%%
Issue #3007, opened 2024-05-06
Change gossip routines sleep setup


ValarDragon:
### Summary

Currently every gossip routine attempts to gossip a vote or block part. If it has no more block parts to gossip, it sleeps (by default 100ms). This has three issues:

- We get an unnecessary delay for first part gossip. When we are ready to gossip new block parts, we will be unnecessarily sleeping for another rand[0,100]ms.
- If we only have one block part, we gossip it to a peer, then we have nothing else to gossip, we will sleep for 100ms. If another block part comes in, we have to wait that [0,100]ms.
- Wasted CPU when we are not in the relevant gossip phase

### Proposal

Make each gossip thread use a channel that "wakes it up". 

For block part gossip:
- When we receive a new block part, go to the next block, or detect our peer is on a new block, restart our loop. 

For vote gossip:
- When we receive a new vote, go to the next block, or detect our peer is on a new block, restart our loop. 

Otherwise keep the current structure for a loop that is "awake".

cason:
In summary, we need a way to signal to the gossip data routines that new block parts are, or might be, available to be sent. This is a limitation of the current design, where consensus logic and reactor "communicate" via shared memory.

A possibility that we have discussed is to leverage the existing synchronous signal `cs.evsw.FireEvent(types.EventProposalBlockPart, msg)` between the consensus logic and reactor.

cason:
For votes, there is also a synchronous event produced by the consensus logic: `cs.evsw.FireEvent(types.EventVote, vote)`.

cason:
>  For votes, I don't understand the purpose of those sleeps 😢

We only sleep when we don't find a vote to send to the peer. We sleep because we retrieve votes from the consensus logic via shared memory. The option we have been discussing is to explicitly signalize the reactor when there are new stuff (e.g., votes) available in the shared state to be sent.

While we find votes suitable to be sent, we skip the sleeps in the loops.

cason:
This can be in conjunction with #3211.

PR #4436, opened 2024-11-05
perf(consensus)!: eliminate busy loop allocation of heap memory for round state 

wesl-ee:
This goroutine runs continuously with a minimal, negligible timer (so the Go scheduler will not starve). For practical purposes the timer does not exist because it is so short (would fire 10,000x per second).

https://github.com/cometbft/cometbft/blob/48db7ac0037db4e16eab7536a05966f928a4b70b/internal/consensus/reactor.go#L560-L561

This routine acquires locks to both (1) the consensus state struct and subsequently (2) the round state struct. It allocates new memory for a copy of consensus state anytime it can acquire the lock, which is often, as the lock is only held when consensus state is being mutated or read. The size of this allocation is approximately 216 bytes on a 64-bit arch. The struct is about half pointers and half fixed-size fields.

https://github.com/cometbft/cometbft/blob/48db7ac0037db4e16eab7536a05966f928a4b70b/internal/consensus/state.go#L259-L264

Proposal
---------

This fix removes the hot loop update of the reactor's view of round state by copying the round state from the event bus. In the case this is not passed, consensus state is accessed the same as it was before in `updateRoundStateNoCsLock()`, i.e. without acquiring the lock.

Another change worth noting is passing and storing the struct itself instead of a pointer to the struct to more clearly indicate this is an owned clone of the round state.

These two changes should reduce garbage collector thrash.

---

#### PR checklist

- [ ] Tests written/updated


melekes (commented):
awesome ❤️ would be great to see the difference between heap profiles. @wesl-ee what difference did you observe?

cason:
I think this follows the lines of https://github.com/cometbft/cometbft/issues/3007.

internal/consensus/state.go
```diff
@@ -558,7 +557,7 @@ func (cs *State) updateRoundStep(round int32, step cstypes.RoundStepType) {
 }
 
 // enterNewRound(height, 0) at cs.StartTime.
-func (cs *State) scheduleRound0(rs *cstypes.RoundState) {
+func (cs *State) scheduleRound0(rs cstypes.RoundState) {
```
cason, line 560: So now this is a copy of it?

internal/consensus/state.go
```diff
@@ -249,7 +249,7 @@ func (cs *State) GetLastHeight() int64 {
 
 // GetRoundState returns a shallow copy of the internal consensus state.
 // This function is thread-safe.
-func (cs *State) GetRoundState() *cstypes.RoundState {
+func (cs *State) GetRoundState() cstypes.RoundState {
```
cason, line 252: This is a breaking change. But does it need to be one? We can just change the private method instead.

internal/consensus/reactor.go
```diff
@@ -61,10 +62,11 @@ func NewReactor(consensusState *State, waitSync bool, options ...ReactorOption)
 	conR := &Reactor{
 		conS:          consensusState,
 		waitSync:      atomic.Bool{},
-		rs:            consensusState.GetRoundState(),
-		initialHeight: consensusState.state.InitialHeight,
+		rs:            consensusState.RoundState,
```
cason, line 65: Not sure if I understood the change here.

internal/consensus/reactor.go
```diff
@@ -421,31 +416,58 @@ func (conR *Reactor) subscribeToBroadcastEvents() {
...
 		}); err != nil {
 		conR.Logger.Error("Error adding listener for events (Vote)", "err", err)
 	}
 
 	if err := conR.conS.evsw.AddListenerForEvent(subscriber, types.EventProposalBlockPart,
 		func(data cmtevents.EventData) {
 			conR.broadcastHasProposalBlockPartMessage(data.(*BlockPartMessage))
-			conR.updateRoundStateNoCsLock()
+
+			// update reactor's view of round state
```
cason, line 464: This is a good question, not sure if I trust the concurrency model of the synchronous bus.

internal/consensus/reactor.go
```diff
@@ -47,9 +47,10 @@ type Reactor struct {
 	waitSync atomic.Bool
 	eventBus *types.EventBus
 
-	rsMtx         cmtsync.RWMutex
-	rs            *cstypes.RoundState
-	initialHeight int64 // under rsMtx
+	initialHeight atomic.Int64
+
+	rsMtx cmtsync.RWMutex
+	rs    cstypes.RoundState
```
cason, line 53: Not sure about the benefits of this change.

cason (commented):
Thank you for that.

This is something that we need to find a way to address, as described in https://github.com/cometbft/cometbft/issues/3007.

But we need some performance evaluation, or at least tracing to attest the benefits of this approach.

cason:
I'd like to have the opinion of @ValarDragon regarding this change, as the author of the referred issue.

internal/consensus/state.go
melekes: Nothing wrong with breaking change here. We are not going to backport this, don't we?

cason: We are probably not, but I am not really convinced about the performance improvement that it can provide.

So, if we are to break, lets do that while providing a measurable benefit.

internal/consensus/state.go
alesforz: Not a deep copy. Some of `RoundState` fields are pointers. Passing a `RoundState` object as value will copy _the pointers_, not whatever those pointers point to. For example:
```go
// just an example, suppose this is properly inizialized.
rs := &cstypes.RoundState{} 

cs.scheduleRound0(rs)
```
The pointer fields of the original `rs` and the `RoundState` inside the `scheduleRound0` function will point to the same data in memory.

wesl-ee: ^

internal/consensus/state.go
wesl-ee: I can collect profiling on this change today and follow up w a comment. Removal of the hot loop `updateRoundStateRoutine()` was enough reason for me to tackle this change without a profile, as removing a Go routine that always copies is almost definitely better, but I can provide numbers to back up.

internal/consensus/reactor.go
wesl-ee: 🙃 swapped order of lines in the course of doing this change and made it into the diff. I removed this superfluous change

internal/consensus/reactor.go
wesl-ee: Reverted this change, I removed the getter at one point but brought it back and this diff still persisted

internal/consensus/state.go
cason: It is a shallow copy, as commented in line 259. 

But for internal transitions like that, I am not sure whether this makes much sense.

Moreover, this method is so minor - it schedules a timeout - that this shallow copy is pretty much unnecessary.

internal/consensus/reactor.go
```diff
@@ -48,8 +48,8 @@ type Reactor struct {
 	eventBus *types.EventBus
 
 	rsMtx         cmtsync.RWMutex
-	rs            *cstypes.RoundState
-	initialHeight int64 // under rsMtx
+	rs            cstypes.RoundState
```
cason, line 51:
```suggestion
	rs            cstypes.RoundState // copy of consensus state
```

internal/consensus/reactor.go
```diff
@@ -48,8 +48,8 @@ type Reactor struct {
...
+	initialHeight atomic.Int64
```
cason, line 52: Not regarding this PR, but the reason for which we need to keep this is so.... annoying and minor. I really would find a different solution for that.

internal/consensus/reactor.go
```diff
@@ -286,9 +284,8 @@ func (conR *Reactor) Receive(e p2p.Envelope) {
 		case *HasProposalBlockPartMessage:
 			ps.ApplyHasProposalBlockPartMessage(msg)
 		case *VoteSetMaj23Message:
-			conR.rsMtx.RLock()
-			height, votes := conR.rs.Height, conR.rs.Votes
-			conR.rsMtx.RUnlock()
+			rs := conR.getRoundState()
```
cason, line 287: We are operating in a slightly possibly outdated version of the round state here.

At the same time, this message is not very common (it is protected by a 2s sleep, see `queryMaj23Routine` method).

We probably here could get a copy of the consensus state instead of relying on the local copy we keep in the reactor.

internal/consensus/reactor.go
```diff
@@ -373,9 +368,8 @@ func (conR *Reactor) Receive(e p2p.Envelope) {
 		}
 		switch msg := msg.(type) {
 		case *VoteSetBitsMessage:
-			conR.rsMtx.RLock()
-			height, votes := conR.rs.Height, conR.rs.Votes
-			conR.rsMtx.RUnlock()
+			rs := conR.getRoundState()
```
cason, line 371: The same rationale of the line 287 comment applies here.

We probably should get a copy of the actual consensus state.

internal/consensus/state.go
```diff
@@ -1947,7 +1946,7 @@ func (cs *State) finalizeCommit(height int64) {
 
 	// cs.StartTime is already set.
 	// Schedule Round0 to start soon.
-	cs.scheduleRound0(&cs.RoundState)
+	cs.scheduleRound0(cs.RoundState)
```
cason, line 1949: No need to create a shallow copy here.

internal/consensus/reactor.go
```diff
@@ -421,31 +415,58 @@ func (conR *Reactor) subscribeToBroadcastEvents() {
 	const subscriber = "consensus-reactor"
 	if err := conR.conS.evsw.AddListenerForEvent(subscriber, types.EventNewRoundStep,
 		func(data cmtevents.EventData) {
-			conR.broadcastNewRoundStepMessage(data.(*cstypes.RoundState))
-			conR.updateRoundStateNoCsLock()
+			rs := data.(cstypes.RoundState)
+
+			// update reactor's view of round state
```
cason, line 420: A suggestion here is to create a method to update the local copy of the round state.

The changes on these four methods are the same:

1. Lock the local copy
2. Update it (the source is different in the former two than in the latter two)
3. Unlock the local copy

I am not sure if changing the order here has an impact. Notice that in the original code we broadcast the message, then update the local copy. Here the order is inverted.

cason (approved):
Thank you for that, I think the code becomes easier to read and I've never liked that almost busy loop to update the consensus state.

The right direction to go is to transfer the state from the consensus implementation to the reactor via "message passing", as we are already doing using the synchronous bus (although, a that synchronous bus is not an ideal setup as well).

What we really miss, however, is an assessment of the impact of these changes in performance, even if restricted to heap allocations and garbage collection costs.

I will approve to unblock, but I recommend considering my comments.

wesl-ee:
Rebased and profiled this PR directly against main using the command `go tool pprof -diff_base ./heap-theirs -http=: ./heap-mine` for the heap profile.  Over a 10s run on an e2e network I can see that this PR did the following:

- Reduced the magnitude of heap space allocated by `GetRoundState` by 3.14MiB (% change -4.23%)
- Reduced the number of objects allocated by `GetRoundState` by 15,825 (% change 3.90%)

Screenshot 2024-11-13 at 3 57 38 PM


Over a 10m run the difference was more clear:

- Reduced the magnitude of heap space allocated by `GetRoundState` by 133.39MiB (% change 23.47%)
- Reduced the number of objects allocated by `GetRoundState` by 672,438 (% change 12.79%)

Screenshot 2024-11-13 at 3 56 10 PM

internal/consensus/reactor.go
cason: I am pretty sure that the profiling results would not change if we use here the latest version of the consensus state, instead of the (possibly stale) local copy.

internal/consensus/state.go
wesl-ee: Done, no more shallow copy here

internal/consensus/reactor.go
wesl-ee: Done

internal/consensus/state.go
wesl-ee: Done

internal/consensus/reactor.go
```diff
@@ -286,9 +284,11 @@ func (conR *Reactor) Receive(e p2p.Envelope) {
 		case *HasProposalBlockPartMessage:
 			ps.ApplyHasProposalBlockPartMessage(msg)
 		case *VoteSetMaj23Message:
-			conR.rsMtx.RLock()
-			height, votes := conR.rs.Height, conR.rs.Votes
-			conR.rsMtx.RUnlock()
+			// Get the updated round state as our view may be stale
+			conR.conS.mtx.Lock()
```
cason, line 288:
```suggestion
```

internal/consensus/reactor.go
```diff
@@ -286,9 +284,11 @@ func (conR *Reactor) Receive(e p2p.Envelope) {
...
+			rs := conR.conS.getRoundState()
```
cason, line 289:
```suggestion
			rs := conR.conS.GetRoundState()
```

internal/consensus/reactor.go
```diff
@@ -286,9 +284,11 @@ func (conR *Reactor) Receive(e p2p.Envelope) {
...
+			conR.conS.mtx.Unlock()
```
cason, line 290:
```suggestion
```

internal/consensus/reactor.go
```diff
@@ -373,9 +371,12 @@ func (conR *Reactor) Receive(e p2p.Envelope) {
 		}
 		switch msg := msg.(type) {
 		case *VoteSetBitsMessage:
-			conR.rsMtx.RLock()
-			height, votes := conR.rs.Height, conR.rs.Votes
-			conR.rsMtx.RUnlock()
+			// Get the updated round state as our view may be stale
+			conR.conS.mtx.Lock()
```
cason, line 375:
```suggestion
```

internal/consensus/reactor.go
```diff
@@ -373,9 +371,12 @@ func (conR *Reactor) Receive(e p2p.Envelope) {
...
+			rs := conR.conS.getRoundState()
```
cason, line 376:
```suggestion
			rs := conR.conS.GetRoundState()
```

internal/consensus/reactor.go
```diff
@@ -373,9 +371,12 @@ func (conR *Reactor) Receive(e p2p.Envelope) {
...
+			conR.conS.mtx.Unlock()
```
cason, line 377:
```suggestion
```

cason (commented):
Thank for the updates.

Notice that we can call `rs := conR.conS.GetRoundState()` instead of taking the lock, using the private method, then releasing the lock. Which is exactly what the public method does.

internal/consensus/reactor.go
cason: https://github.com/cometbft/cometbft/issues/4491

wesl-ee:
this seems transient and unrelated. I see this test pass locally but cannot rerun CI myself

cason:
Thank you very much for this @wesl-ee. Sorry for being picky, this part of the code is super sensitive.

melekes (commented):
🚀

PR #4443, opened 2024-11-06
ci: remove backporting to v0.38.x-experimental

melekes:
in favor of manual merge once in a while. Manually solving conflicts upon each merge takes too much time and not worth it.


cason (approved):
Legit.

PR #4454, opened 2024-11-07
chore: updates in preparation for v1.0.0-rc2

andynog:
Updates  in preparation for `v1.0.0-rc2`:

- `summary.md`
- Tutorial instructions

#### PR checklist

- [ ] Tests written/updated


.changelog/unreleased/summary.md
```diff
@@ -38,11 +38,16 @@ team, including:
...
 
 None of these changes are state machine-breaking for CometBFT-based networks,
 but could be breaking for some users who depend on the Protobuf definitions type
-URLs. See the [upgrading guidelines](./UPGRADING.md) and specific changes below
-for more details.
+URLs.
+
+See the [upgrading guidelines](./UPGRADING.md) and the specific changes below for more details. In this release,
+we are also introducing a migration guide, please refer to the
+[Upgrading from CometBFT v0.38.x to v1.0](./docs/guides/upgrades/v0.38-to-v1.0.md) document
```
melekes, line 50:
```suggestion
[Upgrading from CometBFT v0.38.x to v1.0](./docs/guides/upgrades/v0.38-to-v1.0.md) document.
```

.changelog/unreleased/summary.md
```diff
@@ -1,4 +1,4 @@
-*July 1, 2024*
+* November 12, 2024*
```
cason, line 1:
```suggestion
*November 12, 2024*
```

cason: Otherwise this becomes a bullet list

.changelog/unreleased/summary.md
cason, line 1: Links from lines 19 and 22 are broken.

cason: Also, can we discuss the order of the numbered list?

I think PBTS is the major feature of this version. But it is down below the list.

.changelog/unreleased/summary.md
```diff
@@ -38,11 +38,16 @@ team, including:
     algorithm used by CometBFT for computing block times.
     When activated on a chain, it replaces the pre-existing BFT-time algorithm.
     See [spec](./spec/consensus/proposer-based-timestamp) doc for PBTS.
+8. Added support for [BLS12-381 curve](https://github.com/cometbft/cometbft/pull/2765) that can
```
cason, line 41: This sounds to me an experimental support, since we need a build flag.

Not sure if this is part of the major features.

cason: And if it is, we should add a link to what this "build tag" means.

Again, the release binaries would not contain it, so.... not a major feature.

CHANGELOG.md
cason, line 1: The changelog entry for ([#2786](https://github.com/cometbft/cometbft/pull/2786)) is pretty bad. Are we removing the support for these DBs? It is not a config change, IMO.

cason: The changelog entry ([#2397](https://github.com/cometbft/cometbft/pull/2397)) refers to `internal/state`. We don't have this package (it is just `state`).

cason: [kvstore] Function NewApplication now has an extra lanes map[string]uint32 parameter ([#3980](https://github.com/cometbft/cometbft/pull/3980))

We don't have lanes in v1.x. Why that hell this entry is here?

cason: Ah, ok, these are all unreleased changes... the problem here is that they appear to be part of the RC.

cason: There is a change in the `PrepareProposal` ABCI method signature/proto.

I couldn't find an entry referring to it.

cason (commented):
Thanks for this.

We have to pay attention to what goes to the CHANGELOG of this new release. It is kind of confusing because we are considering all **unreleased** changes, which include stuff that is only in `main`.

Nonetheless, some entries are poorly written and the description of some important changes is missing.

andynog:
> We have to pay attention to what goes to the CHANGELOG of this new release. It is kind of confusing because we are considering all **unreleased** changes, which include stuff that is only in `main`.

@cason, yes, the `CHANGELOG.md` was added here but just because we tend to update it when we do a release. But since we are back porting this PR to `v1.x` we should not have the CHANGELOG.md in this PR. I'll exclude it. It is generated with `unclog` so we should not need to modify the file directly. 

Then I will open another PR with the generated `CHANGELOG.md` in `v1.x` when we back port this and we agree on the content of `summary` and the `.changelog` entries.

Thanks !

melekes (approved):
👍

PR #4473, opened 2024-11-12
fix(e2e): do not oscilate validator set when it contains a single validator

cason:
This issue was introduced by https://github.com/cometbft/cometbft/pull/2283.

I've sneaked in a minor change in the script, so that we can grep for "Testnet failed" and go directly to the right manifests.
%%
Go through the material and copy each line that contains "FireEvent".

▶ [Exercise response]
A possibility that we have discussed is to leverage the existing synchronous signal `cs.evsw.FireEvent(types.EventProposalBlockPart, msg)` between the consensus logic and reactor.
For votes, there is also a synchronous event produced by the consensus logic: `cs.evsw.FireEvent(types.EventVote, vote)`.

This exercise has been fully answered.